**TASK STATEMENT**. Once you have read the listing below, write all of it out again exactly.

===== DATASET =====

PR #1542, opened 2025-02-28
make pyright happy again

ldjebran:
## Description
make pyright happy again

## Production deployment

### DIFF
--- a/ansible_ai_connect/healthcheck/backends.py
+++ b/ansible_ai_connect/healthcheck/backends.py
@@ -32,7 +32,7 @@ class HealthCheckSummaryException:
     exception: HealthCheckException
     cause: Exception
 
-    def __init__(self, exception: HealthCheckException, cause: Exception = None) -> None:
+    def __init__(self, exception: HealthCheckException, cause: Exception | None = None) -> None:
         self.exception = exception
         self.cause = cause
 


goneri (approved):

omaciel (approved):
/lgtm

ansible_ai_connect/healthcheck/backends.py
```diff
@@ -32,7 +32,7 @@ class HealthCheckSummaryException:
     exception: HealthCheckException
     cause: Exception
 
-    def __init__(self, exception: HealthCheckException, cause: Exception = None) -> None:
+    def __init__(self, exception: HealthCheckException, cause: Exception | None = None) -> None:
```
manstis, line 35: I'm not sure this is the correct fix.

When I wrote this I expect an exception.

IIRC it is used elsewhere.

ldjebran: but we are assigning to None , so the type should be None or Exception

ldjebran: or we have not to assign None, and always provide an exception

ldjebran: anyway the fix for pyright is OK, if we need to fix to always have an exception we have to review all other code that is initiating this class, self_test is not providing a second argument for sure.

PR #1543, opened 2025-02-28
reduce the severity of the "is not available for provider blabla" messages

goneri:
These messages are flooding our logs in production and pretty normal
until we finally migrate to `ANSIBLE_AI_MODEL_MESH_CONFIG`.


manstis (approved):
LGTM 👍 I was thinking much the same.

=====

**ANSWER FOR THIS EXERCISE**.
PR #1542, opened 2025-02-28
make pyright happy again

ldjebran:
## Description
make pyright happy again

## Production deployment

### DIFF
--- a/ansible_ai_connect/healthcheck/backends.py
+++ b/ansible_ai_connect/healthcheck/backends.py
@@ -32,7 +32,7 @@ class HealthCheckSummaryException:
     exception: HealthCheckException
     cause: Exception
 
-    def __init__(self, exception: HealthCheckException, cause: Exception = None) -> None:
+    def __init__(self, exception: HealthCheckException, cause: Exception | None = None) -> None:
         self.exception = exception
         self.cause = cause
 


goneri (approved):

omaciel (approved):
/lgtm

ansible_ai_connect/healthcheck/backends.py
```diff
@@ -32,7 +32,7 @@ class HealthCheckSummaryException:
     exception: HealthCheckException
     cause: Exception
 
-    def __init__(self, exception: HealthCheckException, cause: Exception = None) -> None:
+    def __init__(self, exception: HealthCheckException, cause: Exception | None = None) -> None:
```
manstis, line 35: I'm not sure this is the correct fix.

When I wrote this I expect an exception.

IIRC it is used elsewhere.

ldjebran: but we are assigning to None , so the type should be None or Exception

ldjebran: or we have not to assign None, and always provide an exception

ldjebran: anyway the fix for pyright is OK, if we need to fix to always have an exception we have to review all other code that is initiating this class, self_test is not providing a second argument for sure.

PR #1543, opened 2025-02-28
reduce the severity of the "is not available for provider blabla" messages

goneri:
These messages are flooding our logs in production and pretty normal
until we finally migrate to `ANSIBLE_AI_MODEL_MESH_CONFIG`.


manstis (approved):
LGTM 👍 I was thinking much the same.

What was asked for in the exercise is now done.